● **Data**:

PR #72, opened 2021-07-12
Feature/upgrade

ebenzecri:
New main feature added: upgrade. **ansible-scylla-node** now will be able to upgrade a current Scylla installation. This is the first release.

### Upgrade process overview

1. Scylla current installation detection.
2. Validation of edition+version detected and also edition+version selected.
3. Version auto-correction if the upgrade can't be done in one simple step.
4. Pre-upgrade, upgrade, and post-upgrade tasks.
5. Node validation after the upgrade process is done

### Variables added and their default values
upgrade_version: false
upgrade_major: true
upgrade_rollback_on_failure: true
upgrade_cross_edition: false
upgrade_allow_user_manual_downgrade: false
upgrade_autocorrect_version: true
upgrade_generate_snapshots: false
upgrade_api_default_retries: 20
upgrade_api_default_delay: 15
upgrade_break_before_verification: 90
upgrade_backup_path: /root/scylla-backup

### TODO
1. Automatic rollback in case of failure.
2. Manual downgrade.
3. Cross-edition upgrade.
4. Iterative upgrade (useful when you need to do a major upgrade several times).


ebenzecri:
@tarzanek No rebase was needed :) Please, double-check to see if this is true.

tarzanek:
it created a merge commit, but it's ok

ansible-scylla-node/defaults/main.yml
```diff
@@ -12,6 +88,9 @@ scylla_nic: "{{ ansible_default_ipv4.interface }}"
 install_type: online
 
 # Defines if the node firewall should be enabled or not
+# Values:
+#  [default] false: all front-end firewall services will be disabled and iptables rules flushed
+#  true: keep node configuration as is
```
tarzanek, line 93: just a nitpick, commits should be self isolated and we shouldn't mix features / changes to them
so next time this change has to be a separate PR,  since it has nothing to do with feature/upgrade

ansible-scylla-node/handlers/main.yml
```diff
@@ -1,4 +1,11 @@
 ---
+
+- name: Clean yum metadata
+  command: yum clean metadata
+  args:
+    warn: no
+  become: true 
+
```
tarzanek, line 8: why?
what problem does this solve? yum should be able to update itself, resp. we can force update before installing

ansible-scylla-node/tasks/main.yml
```diff
@@ -1,16 +1,24 @@
...
 
+# Facts gathering
 - name: Populate service facts
   service_facts:
 
 - name: Populate package facts
   package_facts:
     manager: auto
 
+# Upgrade
```
tarzanek, line 11: so below will trigger update only when you flip the variable
then you will need to flip variable back so you will be able to be idempotent and not pickup new versions without knowing
OR is the upgrade version code idempotent?

ansible-scylla-node/tasks/upgrade/main.yml
```diff
@@ -0,0 +1,305 @@
...
+# Scylla installation validation
+- name: Check existing Scylla installation operating system incompatibility
+  ansible.builtin.fail:
+    msg: "{{ ansible_facts['distribution'] }} {{ ansible_facts['distribution_version'] }} is not supported."  
+  when: >
+      ansible_facts['distribution'] |lower not in scylla_support or
+      scylla_support[ansible_facts['distribution'] |lower][ansible_facts['distribution_major_version']] is not defined or
+      ansible_facts['distribution_version'] is version(scylla_support[ansible_facts['distribution'] |lower][ansible_facts['distribution_major_version']]['minimum_version'],'<')
+
+- name: Check existing Scylla installation edition and version inccompatibility
```
tarzanek, line 115: typo

ansible-scylla-node/tasks/upgrade/main.yml
```diff
@@ -0,0 +1,305 @@
+---
+
+# ---[ TODO ]-----------------------------------------------
+#    0) Test better Ubuntu/Debian distros for specific version upgrades. Check if apt module should be used or not.
+#    1) Downgrade support
+#    2) Cross-edition upgrade/downgrade
+# ---------------------------------------------------------
+
+# Scylla matrix for supported distros, editions and versions
```
tarzanek, line 9: this matrix likely needs a better place, since it can be shared with install too (e.g. refuse to install on old release)

ansible-scylla-node/tasks/upgrade/main.yml
```diff
@@ -0,0 +1,305 @@
...
+    - upgrade_major
+    - upgrade_cross_edition
+
+
+# Upgrade
+- name: Trigger pre-upgrade tasks
+  include_tasks: pre_upgrade.yml
+
+- name: Trigger operating system specific upgrade tasks
+  include_tasks: "upgrade_{{ scylla_support[ansible_facts['distribution'] |lower][ansible_facts['distribution_major_version']]['template'] }}.yml"
```
tarzanek, line 269: I still cannot decide what I like better, above is likely lots of duplication and more maintainance probs
the other way would be single playbook per OS that would handle nitpicks/diffs for appropriate version

@vladzcloudius any take on above approach? (install takes the playbook per OS approach, this is what Eduardo suggested earlier, which gives us more possibilities, but will be harder to maintain and add new versions, so both approaches have their pros and cons)

ansible-scylla-node/tasks/upgrade/node_verification.yml
```diff
@@ -0,0 +1,65 @@
...
+- name: Check for joining nodes
+  ansible.builtin.uri:
+    url: "http://{{ scylla_api_address }}:{{ scylla_api_port }}/storage_service/nodes/joining"
+    method: GET
+  register: cluster_joining_nodes
+  until: cluster_joining_nodes.status == 200
+  retries: "{{ upgrade_api_default_retries |int }}"
+  delay: "{{ upgrade_api_default_delay |int }}"
+
+- name: Check for down nodes
```
tarzanek, line 31: this check will be tricky, since you will have nodes starting and you can only perform it AFTER all nodes are UN
(and in such case this test is moot)
install has a check for this

how big was a cluster that you tested this with? 3 nodes or more?

ansible-scylla-node/tasks/upgrade/main.yml
ebenzecri: @tarzanek The template is defined for each distro within the matrix, so two distros can share the same template file without any kind if duplicated content. Check Ubuntu, for example.

ansible-scylla-node/tasks/upgrade/pre_upgrade.yml
```diff
@@ -0,0 +1,165 @@
...
+  ansible.builtin.copy:
+    src: /etc/scylla/scylla.yaml
+    dest: "{{ upgrade_backup_path }}/{{ scylla_upgrade['id'] }}/etc/scylla.yaml"
+    mode: preserve
+    remote_src: yes
+  become: true
+
+# ----- TODO: Check if there are other files to backup and how -----
+
+# Stop Scylla service
```
tarzanek, line 160: just wanted to say kudoz for this .yml file
very nice fine grained stopping job :-)

ansible-scylla-node/tasks/upgrade/main.yml
ebenzecri: I agree, but so far 'upgrade' will be the only one to use it .

ansible-scylla-node/tasks/upgrade/upgrade_debian10.yml
```diff
@@ -0,0 +1,44 @@
+---
+
+# Add Scylla apt key
+- name: Add Scylla apt key
+  ansible.builtin.apt_key:
+    keyserver: hkp://keyserver.ubuntu.com:80
+    id: 5e08fbd8b5d6ec9c
```
tarzanek, line 7: we have a variable for that, haven't we?

ansible-scylla-node/tasks/upgrade/upgrade_debian9.yml
```diff
@@ -0,0 +1,52 @@
...
+    name: [apt-transport-https,dirmngr]
+    state: present
+  become: true
+
+
+# Add Scylla apt key
+- name: Add Scylla apt key
+  ansible.builtin.apt_key:
+    keyserver: hkp://keyserver.ubuntu.com:80
+    id: 5e08fbd8b5d6ec9c
```
tarzanek, line 15: same variable thing ... this id can change from time to time, hardcode is not good

ansible-scylla-node/tasks/upgrade/main.yml
ebenzecri: I ccccan't believe it. Fixing it.

ansible-scylla-node/tasks/upgrade/upgrade_redhat.yml
```diff
@@ -0,0 +1,49 @@
...
+    state: absent    
+  notify: Clean yum metadata  
+  become: true
+  when: upgrade_major
+
+
+# Create Scylla repositories file
+- name: Create Scylla repositories file
+  ansible.builtin.get_url:
+    url: "http://downloads.scylladb.com/rpm/centos/scylla-{{ scylla_upgrade['major_version'] }}.repo"
```
tarzanek, line 16: this url might also change, should be taken from some global variable

ansible-scylla-node/tasks/upgrade/upgrade_ubuntu16.yml
```diff
@@ -0,0 +1,52 @@
...
+  ansible.builtin.apt:
+    name: apt-transport-https
+    state: present
+  become: true
+
+
+# Add Scylla apt key
+- name: Add Scylla apt key
+  ansible.builtin.apt_key:
+    keyserver: hkp://keyserver.ubuntu.com:80
```
tarzanek, line 14: same stuff with keyservers and repo urls, should be taken from some global var

ansible-scylla-node/upgrade/main.yml
```diff
@@ -0,0 +1,305 @@
...
+
+# ---[ TODO ]-----------------------------------------------
+#    0) Test better Ubuntu/Debian distros for specific version upgrades. Check if apt module should be used or not.
+#    1) Downgrade support
+#    2) Cross-edition upgrade/downgrade
+# ---------------------------------------------------------
+
+# Scylla matrix for supported distros, editions and versions
+- name: Define Scylla support matrix
+  ansible.builtin.set_fact:
```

● **Your assignment**:
Please report every line of the listing that contains the string "above".

● **Exercise result**:
tarzanek, line 269: I still cannot decide what I like better, above is likely lots of duplication and more maintainance probs
@vladzcloudius any take on above approach? (install takes the playbook per OS approach, this is what Eduardo suggested earlier, which gives us more possibilities, but will be harder to maintain and add new versions, so both approaches have their pros and cons)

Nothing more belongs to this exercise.